--- INFORMATION SHOWN Enclosed Below ---

PR #1133, opened 2017-02-23
Fixes #1128: Added vm:bb:init command.

### LINKED ISSUE #1128: Add beetbox support
Wanted to start an issue before any PR but would you consider adding  [`beetbox`](https://packagist.org/packages/beet/box) as a secondary option for VM.

This could be added as a option `vm:bb:init` where DVM is the default vm.

The project was originally started to replicate an Acquia environment and is currently pinned to PHP 5.6 / ubuntu 14.04.

It makes use of the same ansible roles as DVM however is all pre-provisioned so the build/rebuild time is greatly reduced.

Plus leveraging linked clones the per project size is much smaller as each instance only has a differential disk of the base box.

--- End of Enclosed INFORMATION SHOWN ---

_HOW TO COMPLETE THIS TASK_
Looking at the data above, state how many of its lines contain the word "project", and give nothing but that number.

_SOLUTION_
2